Thursday, October 15, 2009

Backup your life

The recent news about Sidekick users losing all of their data serves as a sharp reminder of the value of backups. Lots of people are wondering whose fault it wasT-Mobile or Microsoftsabotage or cloud computing in general. And there are now indications, that T-Mobile and Microsoft may be able to recover some of the data after all. I hope playing the blame game doesn't make people ignore the reminder.

It could be worse: In China, after the loss of a personal file (Dang'an), and the records of achievements it includes, it's as if those accomplishments never happened. Imagine losing not just the phone numbers of all your college friends, but your college degree and your high school diploma too.

So, now that you're paying attention, some advice you've probably heard before:
  • For data on your PC, back it up offsite, either using an online backup service or by burning CDs or DVDs and storing them somewhere else.
  • For data in the cloud, back it up on your PC or burn CDs or DVDs. Some companies, like Google, make it easy to get your data out. If the service you use doesn't make it easy, then let them know how important it is.

Friday, October 09, 2009

Eat your own dogfood

In the tech industry, when we say people eat their own dog food, it means they use their own products. It's funny that we have a special name for it because it seems pretty obvious: software developers should use their own software, cooks should eat the food they make, and auto companies should drive their own cars. It just makes sense.

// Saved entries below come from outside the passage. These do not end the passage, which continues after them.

PR #568, opened 2023-05-10
fix: new way of hooking up typings #560

### LINKED ISSUE #560: TypeScript compile option `moduleResolution` in the `bundler` value causes an error `TS7016: Could not find a declaration file for module '@reatom/*`
TypeScript compile option `moduleResolution` in the `bundler` value causes an error `TS7016: Could not find a declaration file for module...` when importing `@reatom/framework`, `@reatom/npm-react` packages.

JulianCataldo:
Related to module resolution (nodenext, bundler…),
introduced in TS5

fixes #560

### DIFF
--- a/packages/all-settled/package.json
+++ b/packages/all-settled/package.json
@@ -7,7 +7,8 @@
   "source": "src/index.ts",
   "exports": {
     "require": "./build/index.js",
-    "default": "./build/index.module.js"
+    "default": "./build/index.module.js",
+    "types": "./build/index.d.ts"
   },
   "main": "build/index.js",
   "module": "build/index.module.js",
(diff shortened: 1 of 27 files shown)


artalar:
@BANOnotIT how to force release-please to mark all packages with patch bump?

BANOnotIT:
@artalar since we don't have  [node-workspace plugin](https://github.com/googleapis/release-please/blob/main/docs/manifest-releaser.md#node-workspace) enabled you should use [multiheader format](https://github.com/googleapis/release-please#what-if-my-pr-contains-multiple-fixes-or-features) for every package affected. That might be tedious but that's the easiest one.

PR #624, opened 2023-09-09
fix(esling-plugin): highlight atom name, not atom declaration in case…

### LINKED ISSUE #609: Eslint plugin should highlight the name, not the atom
It is not nice that ESLint highlights the atom when the error appears only in the name argument. Is it possible to fix it - highlight only the name?

CleanShot 2023-07-28 at 22 00 49@2x

fanich37:
fix #609


artalar:
@fanich37 thank you!

PR #873, opened 2026-08-13
Add a compressed swap (zram) toggle and status row to the settings UI

yuzi-co:
The SG2002 board has ~158MB of usable RAM after the 75MB ION carveout, and the only swap the UI offers is a file on the boot SD card, the card that `Settings > Swap` warns will wear out. zram gives the same relief in compressed RAM, with no card wear at all.

zram already works on this hardware today, but only as a manual install: build the modules, copy an init script to `/etc/init.d` by hand. Nothing in the web UI reports it, so an operator cannot tell whether compressed swap is running or how close it is to its memory cap.

This adds one row to `Settings > Device > Advanced`.

### Three booleans, not one flag

The row reports `available`, `enabled` and `active` separately:

| field | means |
| --- | --- |
| `available` | the kernel modules are present |
| `enabled` | `/etc/init.d/S01zram` is installed, so the setting survives a reboot |
| `active` | `/dev/zram0` is in `/proc/swaps` right now |

"Enabled but not active" is the state that matters most. A single flag renders it as plain "off", which invites the operator to toggle it on and watch nothing happen. The row shows it in amber and says so.

When zram is running the row also reports the algorithm, the compression ratio, memory used against the memory cap, and the system-wide `pswpin`/`pswpout` counters.

### The one thing this needs from you: two lines in the defconfig

`zram` and `zsmalloc` are not in the stock image. `CONFIG_ZRAM` is absent and `CONFIG_ZSMALLOC` is unset, and zram needs both:

```
CONFIG_ZSMALLOC=m
CONFIG_ZRAM=m
```

That builds them as part of the normal image, lands them in `/mnt/system/ko` beside the other modules, and rebuilds them whenever the kernel is rebuilt. It is the whole change needed to make this feature work on every device, and it means no prebuilt binary has to be trusted or maintained by anyone.

**This PR deliberately ships no `.ko`.** The modules are pinned to the kernel vermagic, `5.10.4-tag- preempt mod_unload riscv`, so a binary committed here would silently stop loading the next time the kernel moves, and you would own the bug reports with nothing in CI to rebuild it. The kernel config is the right layer, and it is yours.

Until that lands, `tools/zram/build-modules.sh` builds the pair out of tree for a device already running an image without them, and `tools/zram/Dockerfile` makes that reproducible: it installs the same host-tools archive `docker/Dockerfile` already uses, so the modules come from the compiler that built the kernel. The build refuses to emit a module whose vermagic does not match the device exactly, and rebuilding in that image reproduces the same bytes. If you would rather take a prebuilt pair than change the kernel config, say so and I will attach one, but I would not put it in this diff.

**Without the modules the toggle is disabled and states why.** No dead control, no silent failure.

### Where the modules are looked for

`S01zram` and the server search `/kvmapp/system/ko` first, then `/mnt/system/ko`.

`/mnt` is not a mount point. It is a plain directory on the root filesystem, so a pair installed there by hand is removed by a rootfs update or a re-flash. The loss is quiet: `S01zram` prints `FAIL (no zram device)` and returns 1, `rcS` records the exit status and carries on, and the settings row reports the feature as unavailable rather than broken. A device that had compressed swap yesterday reads as one that never had it, and any measurement taken afterwards is a no-swap measurement. This happened on my board and took three days to notice.

If you take the defconfig change above, this costs nothing: `/kvmapp/system/ko` holds no pair, the search falls through, and the modules load from `/mnt/system/ko` exactly as before. It is searched first only so that placing them in the install package later needs no further change.

The search is per directory, not per file. zram cannot load without zsmalloc, and a pair split across two directories is two separate builds: they carry the same vermagic, so the kernel accepts them, and zram then resolves its symbols against a zsmalloc it was not compiled with.

### Why the server installs the init script

`S01zram` ships in `kvmapp/system/init.d/` so the package carries it and the server has a source to copy from. It is deliberately **not** added to the copy list in `system_init.cpp`: that list is hard-coded C++, and adding a name there needs a MaixCDK rebuild plus a `kvm_system` redeploy on every device. The server owns the copy instead, the way `S98tailscaled` already treats presence in `/etc/init.d` as the installed marker.

A start that produces no device rolls the install back, so `enabled` never claims that a reboot will help.

### Three defects fixed on the way

**`disableSwap` ran `swapoff -a`.** That stops *every* swap device, so any change to the swap file size stopped zram as a side effect. That is not what a control labelled "swap file size" should do. It now names the file, and skips the call entirely when that file is not swapped on. (`swapoff` fails on an inactive file; the `-a` form used to hide that by succeeding on some other device.)

**`S01zram` did not reset a device that was already initialised.** The script had only ever run at boot, where a freshly inserted module reports `disksize 0`. A toggle introduces a stop-then-start on a live device, and the kernel rejects the second `disksize` write:

```
+ echo 96M
sh: write error: Resource busy
+ echo 'FAIL (disksize)'
```

`start` now resets a device reporting a non-zero disksize. The caller has already established the device is not in `/proc/swaps`, so the reset cannot take swap away from anything.

**`S01zram` set no swap priority.** It now asks for `-p 100` and falls back to a plain `swapon`, because a BusyBox applet built without `FEATURE_SWAPON_PRI` rejects the option, and this image's BusyBox 1.36.1 is such a build. Boot order does not compensate: the swap file is enabled from a `si11::sysinit` line and `S01zram` runs from the `rcS` wait entry, and BusyBox init runs every sysinit entry before any wait entry. So on this board the swap file always wins the better priority. The two controls stay independent, and `tools/zram/README.md` says why you should still pick one rather than enabling both.

### API

```
GET  /api/vm/zram   -> {available, enabled, active, algorithm, diskSize,
                        original, compressed, memUsed, memLimit, swapIn, swapOut}
POST /api/vm/zram   <- {enabled}
```

Both sit behind the same auth middleware as the rest of `/api/vm`.

### Testing

- `server/service/vm/zram_test.go` and `swap_test.go` cover the service off-device. The service reads and writes through injectable paths and a command seam, so the whole state machine is exercised, including the rollback path and every parse failure.
- `tools/zram/test-zram-swapon.sh` and `test-zram-reset.sh` are on-device checks for the priority fallback and the stale-device reset.
- `tools/zram/test-zram-modpath.sh` runs the shipped `load_modules` against stub `insmod` calls, covering each directory alone, both together, a directory holding only one of the pair, neither directory, and a module already loaded. The stub refuses `zram.ko` unless `zsmalloc.ko` loaded first, so a wrong order fails rather than passing quietly.
- Verified on hardware: the stale-device start reproduced the `EBUSY` failure and now reports OK.
- Verified on hardware: both modules insmod from `/kvmapp/system/ko` with `/mnt/system/ko` empty, `/dev/zram0` appears, `zram: OK (96M, limit 40M)`, and the device takes a `swapon`. Compression measured 6.12x on real data with no deduplicated pages.

Only `en.ts` carries the new strings; the other locales fall back to English until translated.

### DIFF
--- a/kvmapp/system/init.d/S01zram
+++ b/kvmapp/system/init.d/S01zram
@@ -26,6 +26,24 @@ ZRAM_MEM_LIMIT=40M
 ZRAM_COMP=lzo-rle
 ZRAM_PRIORITY=100
 
+# Where the modules live, searched in order.
+#
+# /mnt/system/ko is the base image's module directory, where the other modules
+# live and where a pair built by tools/zram/build-modules.sh is installed today.
+#
+# It is searched second, because it does not survive. /mnt is not a mount point.
+# It is a plain directory on the root filesystem, so anything put there by hand
+# is removed by a rootfs update or a re-flash, and this script then reports
+# "FAIL (no zram device)" on a board that had working swap the day before.
+# Nothing else reports the loss: the web UI shows the feature as unavailable
+# rather than broken, which reads like a board that never had it.
+#
+# /kvmapp/system/ko is searched first because it is part of the install package
+# and an update restores it. The modules are not shipped there today, so on a
+# stock device this directory simply has no pair in it and the search falls
+# through. It is first so that shipping them later needs no further change.
+ZRAM_KO_DIRS=${ZRAM_KO_DIRS:-"/kvmapp/system/ko /mnt/system/ko"}
+
 # Swap priority would put zram ahead of the optional swap file on the SD card.
 # On this image it cannot: the BusyBox 1.36.1 applet is built without
 # FEATURE_SWAPON_PRI, so `swapon --help` offers only -a and -e. The -p attempt
@@ -56,6 +74,31 @@ reset_stale_device() {
 	echo 1 > "$ZRAM_SYSFS/reset"
 }
 
+# Insert both modules from the first directory that holds both.
+#
+# The search is per directory rather than per file. zram cannot load without
+# zsmalloc, and a pair split across two directories would be two different
+# builds against the same vermagic, which loads and then behaves unpredictably.
+#
+# zsmalloc goes first because zram resolves its symbols against it. insmod
+# output is discarded: a module that is already in the kernel makes it fail,
+# and that is a success here. The device node is the only thing trusted.
+load_modules() {
+	[ -e "$ZRAM_DEV" ] && return 0
+
+	for dir in $ZRAM_KO_DIRS
+	do
+		[ -f "$dir/zsmalloc.ko" ] && [ -f "$dir/zram.ko" ] || continue
+
+		insmod "$dir/zsmalloc.ko" 2>/dev/null
+		insmod "$dir/zram.ko" 2>/dev/null
+
+		[ -e "$ZRAM_DEV" ] && return 0
+	done
+
+	return 1
+}
+
 swapon_zram() {
 	if swapon -p "$ZRAM_PRIORITY" "$ZRAM_DEV" 2>/dev/null
 	then
@@ -68,13 +111,7 @@ swapon_zram() {
 start() {
 	printf "zram: "
 
-	if [ ! -e "$ZRAM_DEV" ]
-	then
-		insmod /mnt/system/ko/zsmalloc.ko 2>/dev/null
-		insmod /mnt/system/ko/zram.ko 2>/dev/null
-	fi
-
-	if [ ! -e "$ZRAM_DEV" ]
+	if ! load_modules
 	then
 		echo "FAIL (no zram device)"
 		return 1
--- a/kvmapp/system/init.d/S01zram
+++ b/kvmapp/system/init.d/S01zram
@@ -1,0 +1,135 @@
+#!/bin/sh
+#
+# Compressed swap in RAM.
+#
+# A slot that boots from a loop image must not put swap inside that image:
+# swap writeback would route through the loop device, which itself needs memory
+# to make progress. zram avoids that dependency, and also keeps swap off the SD
+# card, which is the boot medium and wears out.
+#
+# There is deliberately no disk swap behind this. The trade is that exceeding
+# zram means the OOM killer rather than slow paging, so mem_limit caps how much
+# RAM zram may consume: it cannot grow into the pressure it exists to relieve.
+#
+# The server installs this as /etc/init.d/S01zram, mode 755, from the zram
+# toggle in Settings > Device > Advanced. Presence in /etc/init.d is what marks
+# the feature as enabled. Shutdown is already covered by the swapoff -a that
+# inittab runs at runlevel 0/6.
+#
+# The list of scripts that kvm_system copies at boot is hard-coded C++, so this
+# one is not in it. The server owns the copy instead.
+
+ZRAM_DEV=/dev/zram0
+ZRAM_SYSFS=/sys/block/zram0
+ZRAM_DISKSIZE=96M
+ZRAM_MEM_LIMIT=40M
+ZRAM_COMP=lzo-rle
+ZRAM_PRIORITY=100
+
+# Swap priority would put zram ahead of the optional swap file on the SD card.
+# On this image it cannot: the BusyBox 1.36.1 applet is built without
+# FEATURE_SWAPON_PRI, so `swapon --help` offers only -a and -e. The -p attempt
+# stays because it is correct on an image that has the feature, and the
+# fallback costs the priority rather than the swap.
+#
+# Boot order does not compensate. The swap file is enabled by a si11::sysinit
+# line that the server appends to /etc/inittab, and BusyBox init runs every
+# sysinit entry before the rcS wait entry that reaches this script. So the swap
+# file is swapped on first and takes the higher priority. Enabling both means
+# the kernel writes to the SD card before it writes to compressed RAM. Prefer
+# one or the other on this board; tools/zram/README.md records the measurement.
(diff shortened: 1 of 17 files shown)


lowtech-guy:
SG2002 cpu is so weak, add zram only turn whole system into unusable.

yuzi-co:
Fair concern, so I measured it on the board rather than argue it. SG2002, hardware revision beta,
kernel 5.10.4, single C906 with `clk_c906_0` reading 850 MHz.

**The premise is right: there is almost no headroom during a session.** With one MJPEG viewer
attached the board runs at 89 to 94% busy, and NanoKVM-Server takes 69 to 80% of the core on its
own. The cost is delivery rather than capture: softirq alone takes 28% of the core pushing 7 to
10 MB/s out of eth0, the same capture served as H.264 over the direct path puts the board at 24%,
and when the last viewer leaves capture stops and the board falls to 6 to 8%.

What zram costs on top of that, measured on a second device added with `hot_add` so the live swap
was untouched. Mean of three passes over 8 MB of program text; the copy row is a single pass:

| | compress | decompress | ratio |
| --- | --- | --- | --- |
| lzo-rle (this PR) | 12.7 MB/s, 79 ms CPU/MB | 41 MB/s, 26 ms CPU/MB | 1.38× |
| zstd | 3.0 MB/s, 337 ms CPU/MB | 17 MB/s, 61 ms CPU/MB | 1.82× |
| plain memory copy, no zram | 114 MB/s, 8.8 ms CPU/MB | n/a | n/a |

At rest it costs nothing: the codec runs on swap I/O and nothing else, and a 20 s idle sample moved
no pages. Over 36 hours of uptime this board swapped out 55.8 MB in total,
which at the rate above is about 4.4 CPU-seconds of compression.

**Under load.** One viewer at a time, with zram compressing 8 MB every 2 s without pause. Every
client runs off the board, so what a client costs itself is not in these numbers. The answer
depends entirely on which stream path the session uses:

| | MJPEG | H.264 direct | WebRTC (what the UI picks) |
| --- | --- | --- | --- |
| frame rate, quiet | 24.1 fps | 29.8 fps | 30 fps |
| frame rate, bursting | 20.6 fps (-14.5%) | 29.5 fps (-1.0%) | 30 fps |
| NanoKVM-Server, quiet | 70.9% of core | 11.3% | 20.6% |
| NanoKVM-Server, bursting | 61.6% | 11.5% | 21.8% |
| whole board, quiet | 92.4% | 23.7% | 30.5% |
| whole board, bursting | 95.8% | 41.9% | 50.2% |
| delivered, quiet | 9.1 MB/s | 0.17 MB/s | 0.11 MB/s |
| delivered, bursting | 7.8 MB/s | 0.17 MB/s | 0.11 MB/s |

MJPEG loses frames, and it starts from a board already at 92% before zram runs at all. The session
does not stall and the rate recovers as soon as the bursts stop. Neither H.264 path moves: the
server stays where it was, delivery stays where it was, and half the core is still free while zram
runs without pause. What the burst does on those paths is take idle time, which is why the board
figure climbs while nothing about the session changes.

The difference is delivery, not capture. All three paths capture the same frames through the same
hardware encoder. MJPEG puts 9.1 MB/s on the wire at 1080p, which is 73 Mbit of a 100 Mbit link,
and softirq alone takes 28 to 35% of the core carrying it across my runs. The H.264 paths put
about 40x less on the wire, and their softirq is under 1%.

Two notes on method. An earlier version of this comment quoted an MJPEG run with the viewer on the
board itself, which flatters MJPEG because it skips the network path. The MJPEG and direct frame
rates are counted by the client, while the WebRTC row uses the board's own frame counter and the
board's eth0 byte counter, because a background browser tab does not present every frame it
receives and so cannot be trusted to count them.

**The alternative is not free either.** zram sits beside a swap-*file* control, and root here is a
loop image on the boot SD card: a 16 MB write with fsync measures 5.2 to 7.6 MB/s at 37 to 48 ms CPU/MB, plus card wear,
plus reclaim that depends on the loop device, which is the wrong dependency for the path that
relieves memory pressure.

One caveat I won't leave out: a memory-pressure test left the board unable to start any process
until a power cycle, with nothing killed that I could observe. zram held 14.4 MB of its 40 MB cap
at the last sample, so I cannot pin it on zram, and I have not tested an SD swap file under the
same pressure.

The feature is off unless an operator turns it on, and it cannot be turned on at all until someone
builds two kernel modules by hand, since `CONFIG_ZSMALLOC` is unset in the stock image. Nobody who
does not opt in pays anything for it.

lowtech-guy:
let the choice to the user, depend on them

better set a `vm.swappiness` above 60 ?

And i found a way to get more free ram: https://github.com/sipeed/LicheeRV-Nano-Build/pull/836

you can try the change on my custom image: https://github.com/onekvm/onekvm-release-nanokvm.

yuzi-co:
Rebased onto `71ab9127`. The routes moved into the admin group, next to the swap-file ones, because #876 made that distinction and compressed swap is the same kind of setting.

@lowtech-guy on leaving the choice to the user: that is what this is. The toggle is off unless someone turns it on, the status row reports what it costs, and nothing enables it on the operator's behalf. The measurement I posted above is the other half of that: the number a person needs in order to make the choice.

On `vm.swappiness`: this branch does not set it, so the board keeps the kernel default of 60. Your point stands on its own though. Faulting a page back from compressed RAM costs far less than faulting one from the SD card, which is the argument for raising it once zram is the only swap device. I have not measured it on this hardware, so I would rather not ship a number I cannot defend. Noted as a follow-up.

On #836, more RAM: that one is worth having on its own, and it does not overlap with this. The carveout it reclaims is video memory; this is about what the kernel does when what is left runs out. Both were measured here, and the two answers are independent.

I recently rented a Chevy Malibu, and discovered it has a stunningly bad design flaw. Take a look at the picture here and see if you can spot it.

The armrests for the front seats are split in two pieces: one part on the door and one part on the B-pillar (the post behind the front doors). The part on the B-pillar has a corner that jabbed me every time I got into the car.

The interesting thing about this photo from the Chevrolet web site is that the flaw is plainly visible. My guess is that the photographer pushed the seat all the way back to make the car look as roomy as possible. And apparently none of Chevy's test drivers did that. Or if they did, they didn't mind getting jabbed. And that's too bad, because other than this fundamental flaw, the Malibu seemed like a nice car.

Sunday, October 04, 2009

Missing links

You might have noticed a new trend for some web sites: missing links. Here's an example from the article ‘Real Buzz’ welcomes Buzz Lightyear back as posted on MSNBC.
Seriously, though, Fincke said, Buzz Lightyear's flight represented an important education tool. On Friday, NASA launched a contest for children to design a mission patch for Buzz Lightyear; the winner will get a Kennedy Space Center tour and a trip to — where else? — Walt Disney World.
 Did you notice the prominent link to the Kennedy Space Center tour? Gotcha. That's an ad. One of those annoying ads that pops up a floating window when you move the mouse over it and is hard to dismiss. What about the link you were looking for, to the NASA page on the contest? You won't find that here.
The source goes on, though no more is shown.